I spent my career designing and planning Department of Veterans Affairs (VA) buildings and health care delivery strategies Here are some specific VA reforms needed. The principles underlining these could be also applied to other Departments.
1. Make requests for VA Construction Funding a part of each VA Administration’s budget request, not a part of a separate Construction request. Project priorities should be reevaluated for each budget submission by the respective Administration. This would put responsibility for the content of project submissions squarely on the using Administration.
2. Once Congress approves funding for a project, the project’s VA Administration (Veterans Health Administration, Veterans Benefit Administration or National Cemetery Administration) should hold the funds and be responsible for budget management. Currently Office of Construction and Facility Management (OCFM) holds the funds and the using Administration is not a part of budget management. This is roughly analogous to letting your car dealer decide which car you should have and how much you should pay.
3. Require all VA organizational elements to use the same geographic alignments. Require all boundaries to align with State lines. Currently VHA, VBA, NCA, OIT, OCFM etc. divide the country differently. This would make it easier to define needs and coordinate internally and externally. It would also make it possible to see how much money is sent to each State and Congressional District.
4. Require VA buildings housing programs needed to back up DoD in war to be government-owned and designed to DoD security standards. All other VA buildings, owned and leased, should be designed to the standards of the community. Currently VA has its own construction and physical security standards which are expensive and not uniformly applied. There is no reason to hold VA outpatient care and administrative functions to a higher physical security standard than the private sector. The physical security standards are one of the reasons for extremely expensive VA construction and leases.
5. Interstitial mechanical floors should not be included in VA buildings. While an interesting engineering solution, interstitial mechanical floors are extremely expensive to build. Maintenance and future renovation savings do not offset the costs—in some cases they actually complicate future work. Since these floors are semi-conditioned space, they also result in higher energy costs than an equally well-built and insulated conventional building. There are other VA building standards that needlessly drive up costs—these should also be reviewed and eliminated.
6. Require VA contracts and services to be procured solely through consideration of cost, quality, and time. Any costs associated with meeting other goals must be paid for with funds appropriated for those purposes. For example, if a building to house Veteran health care programs could be constructed for $100,000,000 but the proposed contract includes an additional $200,000 to meet a small business goal and an additional $2,000,000 to meet a “Green” building goal that exceeds what is typical for the building type, then those additional costs, of $2,200,000, must come from funds appropriated for those other goals. If such funds are not available, then the small business and “Green” requirements must be deleted.
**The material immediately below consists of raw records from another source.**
Issue #160, opened 2026-08-25
RPC results omit fields Core declares non-optional (getblockchaininfo, getmininginfo, getmempoolinfo)


rabbitson87:
Three RPC methods omit fields Bitcoin Core declares **non-optional**, and one emits a field Core carries on a different method. Found by comparing this node's answers against Core's own `RPCResult` declarations (#150); confirmed by reading `main` at `2cf953f`.

None of these were recorded anywhere, so they are gaps rather than decisions. Filing them separately from the harness that found them, because closing them is not the harness's job.

## Why Core's declarations are a fair reference

Core declares each method's result shape beside its handler, and `RPCHelpMan::Check` asserts Core's own handlers against those declarations in debug builds. They are kept true by Core, not by a doc writer. Optionality is part of the declaration — `/*optional=*/true` — so "Core declares this non-optional" means Core always emits it.

---

## 1. `getblockchaininfo` omits `bits` and `target`

`crates/rpc/src/handlers/chain.rs`. Emitted keys:

```
chain blocks headers bestblockhash difficulty time mediantime
verificationprogress initialblockdownload chainwork size_on_disk
pruned pruneheight warnings
```

Core declares, non-optional: `bits` (the tip's compact target) and `target` (its full target).

`difficulty` is present, but it is a derived float — a client cannot recover the compact target from it, which is what anything checking or reproducing the tip's proof-of-work needs.

## 2. `getmininginfo` omits `bits`, `target`, `blockmintxfee` and `next`

`crates/rpc/src/handlers/mining.rs`. Emitted keys:

```
blocks currentblockweight currentblocktx difficulty networkhashps
pooledtx chain warnings
```

Core declares, non-optional: `bits`, `target`, `blockmintxfee`, `next`.

These are the numbers a miner works against, and `next` in particular describes the block about to be mined rather than the one just accepted. **Already being repaired in #109**; listed here for completeness of the class.

## 3. `getmempoolinfo` omits five policy fields, and emits one of another method's

`crates/rpc/src/handlers/mempool.rs`. Emitted keys:

```
loaded size bytes usage total_fee maxmempool mempoolminfee
minrelaytxfee incrementalrelayfee mempool_sequence unbroadcastcount fullrbf
```

Core declares, non-optional and absent here: `permitbaremultisig`, `maxdatacarriersize`, `limitclustercount`, `limitclustersize`, `optimal`.

[...]

PR #176, opened 2026-08-26
refactor(rpc): use corepc v31 response contracts

### LINKED ISSUE #173: Use corepc-types as the Bitcoin Core RPC wire contract
`crates/rpc` currently hand-builds many Bitcoin Core-compatible JSON responses with `json!` / `Object`, and `core_compat.rs` separately hand-maintains expected key sets. This duplicates the Core RPC schema in both implementation and tests, and can let both drift in the same direction.

## Relationships

- **Parent contract:** #78
- **Boundary:** #172 keeps bitcoin-rs protocol primitives native; `corepc-types` is only a wire-level RPC adapter here.
- **Constrained by:** #122 (permanent test surface), #179 (crate hierarchy)

Use [`corepc-types`](https://github.com/rust-bitcoin/corepc) as the wire-level response contract for the supported Bitcoin Core version instead.

Suggested direction:

- Add `corepc-types` to `crates/rpc`.
- Target a specific Core RPC version explicitly (currently v31 is the natural target).
- For RPCs with versioned response types, construct `corepc_types::v31::*` values directly from bitcoin-rs node state and serialize them at the RPC boundary.
- Keep bitcoin-rs internal chain/mempool/network types unchanged; `corepc-types` should only be the wire adapter layer.
- Keep request parsing, dispatch, authentication, JSON-RPC framing, error mapping, and method semantics in bitcoin-rs.
- Replace manual key-set compatibility tests with deserialization / schema checks against the same versioned `corepc-types` types.
- Use direct bitcoind differential tests for behavior that schema types cannot cover, such as error codes, defaults, reorg behavior, and value semantics.

This should remove a significant amount of duplicated Core response-shape code and make RPC drift visible at compile/test time when Core-compatible structs change.

gosunuts:
## Summary

RPC response objects were assembled by hand, while `core_compat.rs` maintained a second copy of the Core schema. That allowed implementation and compatibility checks to drift together. This PR makes the published `corepc_types::v31` models the Bitcoin Core v31 response contract at the RPC boundary without changing request parsing, dispatch, authentication, JSON-RPC framing, or internal node types.

- Adds `corepc-types` 0.15, explicitly targeting Core v31.
- Migrates chain, mempool, network, mining, transaction, and utility response objects to versioned `corepc_types::v31` values.
- Keeps primitive-only and unsupported response shapes manual where no matching corepc result type exists.
- Replaces hand-maintained compatibility key lists with typed deserialization checks.
- Adds the required v31 fields for `getblockchaininfo`, `getmininginfo`, and `getmempoolinfo`, and keeps optional Core fields omitted when unavailable.

The migration covers the response-contract portion of #173; RPC behavior and value semantics remain owned by bitcoin-rs.

Closes #173

## Validation

- `git diff --check`
- `cargo clippy -p bitcoin-rs-rpc --lib -- -D warnings`
- `cargo test -p bitcoin-rs-rpc --no-fail-fast` — 298 passed across 5 test targets
- Typed `corepc_types::v31` compatibility tests — 6 passed


gosunuts (commented):
The `corepc-types` dependency itself looks like the right direction here. The remaining issue is semantic mapping, not the response types.

Two mappings should be corrected before treating these endpoints as Core v31-compatible:

- `getpeerinfo.startingheight` is currently populated unconditionally. In Core 31 this is deprecated and omitted by default, so this should be `None` unless bitcoin-rs explicitly supports the deprecated RPC option.
- `getmempoolinfo.limit_cluster_count` / `limit_cluster_size` should not be populated from bitcoin-rs ancestor limits. Core 31's cluster limits describe different policy semantics, and `chunk_weight` / `fees.chunk` likewise come from Core's cluster linearization. Mapping ancestor limits into those fields, or treating each transaction as a singleton chunk, produces correctly-shaped but semantically incorrect v31 responses.

I would keep `corepc-types` as the wire contract and fix the adapter/internal semantics instead of recreating local RPC structs. Where bitcoin-rs does not implement the corresponding Core concept, prefer `None` when the type allows it rather than filling the field with a nearby-but-different value.

rabbitson87:
Both findings are addressed in #201, stacked on this branch so it reads as a delta rather than a re-post. One of them needed more than a field change, and one of your points turned out to be stronger than stated.

**`getpeerinfo.startingheight` → `None`.** Stronger than "deprecated and omitted by default": the name does not appear *anywhere* in Core 31's source. v31 does not emit it at all, and corepc keeps the field `Option` only for older versions.

**`limitclustercount` / `limitclustersize` — "prefer `None`" was not available here.** Both are `i64`, not `Option<i64>`, so the typed model forces a value. That left a choice between a number that means nothing and a policy this node actually enforces, and #201 implements the policy: `cluster_count` 64 and `cluster_size_vbytes` 101,000 (Core's `DEFAULT_CLUSTER_LIMIT` / `DEFAULT_CLUSTER_SIZE_LIMIT_KVB`), enforced at admission, with `getmempoolinfo` reading them from the pool.

Your "different policy semantics" is understated, and worth recording. Core 31's `init.cpp` calls `-limitancestorcount` / `-limitdescendantcount` *"Deprecated setting … replaced by cluster limits (see -limitclustercount) and only used by wallet for coin selection"* — Core has **retired the ancestor pair as mempool policy**. And `max_ancestor_size` happens to be `101_000`, the same number as Core's cluster size limit, which is presumably why the mapping looked plausible: a coincidence of value, not of meaning.

A cluster is also not an ancestor package in shape. It is a connected component, so two children of one parent share one although neither is an ancestor of the other — `metadata_closure` cannot express it, and #201 adds a real undirected walk.

## One thing to flag on this branch specifically

`corepc_types::v31::GetMempoolInfo::full_rbf` is a non-optional `bool`, while Core 31 emits `fullrbf` only under `-deprecatedrpc=fullrbf` (`rpc/mempool.cpp`). Serializing the struct emits it unconditionally, so this node advertises a field default Core omits.

**The compatibility test cannot catch that**, and neither can any test built the same way: it deserializes the response back into the same struct, so a field the struct declares is exactly what it expects. Same blind spot covers the placeholders — `bytes_sent: 0` deserializes exactly as a real count does, and there are 124 such assignments across the migrated handlers today.

That is not an argument against the direction; the typed contract is the right call and catches the class of drift the hand-maintained key lists could not. It just means the shape check and the value check are now different problems, and only one of them is solved.

## Two smaller ones from the same pass

`ping_time` / `minimum_ping` become `None` rather than `Some(0.0)` — nothing pings peers, and a zero asserts a round trip that took no time.

`presynced_headers` / `synced_headers` / `synced_blocks` are **left** at `Some(-1)`, which I had initially marked as placeholders to fix. Core's own declaration reads *"the current height of header pre-synchronization with this peer, or -1 if no low-work sync is in progress"* — -1 is Core's way of saying unknown, so `None` would have been the wrong change.

## Sequencing

This branch zero-fills fields that open PRs already compute, so rebasing them in this order resolves each conflict toward real data:

1. **#107** — `PeerCounters` and `time_offset`, exactly the `getpeerinfo` fields left at `0`.
2. **#109** — `getmininginfo`, removing `STUB_BITS_HEX` / `STUB_TARGET_HEX`.
3. #98, #100, #106, #108 — the rest of `chain.rs` / `mempool.rs` / `tx.rs`.
4. **#177** last: it overlaps all twelve files here and builds responses by hand with no corepc, so rebasing it onto the typed contract keeps one owner for response shape.

**#160 can close with this PR** — `getblockchaininfo` now carries real `bits` / `target` from the tip header.

gosunuts:
Current-main review: the typed `corepc-types::v31` boundary still looks like the clearest direction for RPC response ownership, but this branch now needs a fresh rebase against the mining/RPC changes that landed after it was cut.

I would keep this as an active PR, not mark it superseded. During rebase, prefer preserving current `main` value semantics and moving only response-shape ownership to corepc types. Also resolve #126/#150 around this direction so the repository has one response contract and, separately, any independent compatibility oracle we still want.

metaphorics (commented):
Gate-and-merge: superseded — recommend close, head `0888e08`.

Post-resolution this branch is byte-identical to `main` (`git diff origin/main...HEAD` empty): the parent's landing path took main's side everywhere, and the only residue was dependency-ordering churn in `crates/rpc/Cargo.toml`, which I zeroed (`0888e08`, restoring main's bytes) rather than ship as a content-free merge. There is nothing left here to land. QA: no diff, no findings, no test debt.

Recommendation: close this PR unmerged. No merge will be performed by the queue.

7. For Nonrecurring Maintenance (NRM) projects, budget authorizations must be worded to allow carryover to future fiscal years. Something must be done to stop the intense pressure to quickly obligate and spend NRM program funds. In my office, we referred to the annual NRM program plan as our “burn plan”. The only meaningful metric was getting the funds obligated.
8. Medical Center Directors should be operating officers responsible for the day-to-day care of Veterans. Decisions on where to spend capital funds must be made at the Veterans Integrated Service Network (VISN) level and above. Currently strong Medical Center Directors make decisions that are in conflict with where the real needs are. This happens at small rural facilities and also at large ones. Medical Centers do need adequate maintenance funding and the ability to keep facilities safe and functional, but large investments should be decided based on the overall needs of Veterans in the entire market, state, VISN and nation.
9. Access to care metrics must include consideration of the workload capacities of each point of care. In other words, a Veteran within 30 minutes of a point of care with no appointments for 6 months does not have acceptable access. Access distances and times must not be seen as absolutes. What is needed first is high quality care.
10. Continue the VA Integrated Planning Process which compares a market driven ideal VA benefits and care solution to the status quo, and develops a process for improvement.
During my VA career there were numerous efforts to fix, realign, or transform VA. In every case it seemed that the effort to transform was pushed without a real understanding of how the bureaucracy was organized or worked. This lack of understanding allowed the bureaucracy to react like a living thing to defend itself. Transformation efforts usually zeroed in on an issue without coordinating with related functions or offices. By not coordinating these efforts, the overall bureaucracy was able to avoid accountability, maintain compartments of deniability to allow spreading the blame in case of (inevitable) failure, and confine any damage to only a part of itself. The transformation ideas themselves were nearly always good. When a new scandal in the 4th Branch of government is confirmed the first response should be to immediately reduce the responsible organization’s funding. The bureaucracy will respond by cutting programs that may be unrelated to the scandal but are highly visible. The correct response is to further cut the budget and hold the managers accountable for making sure that the important things still get done.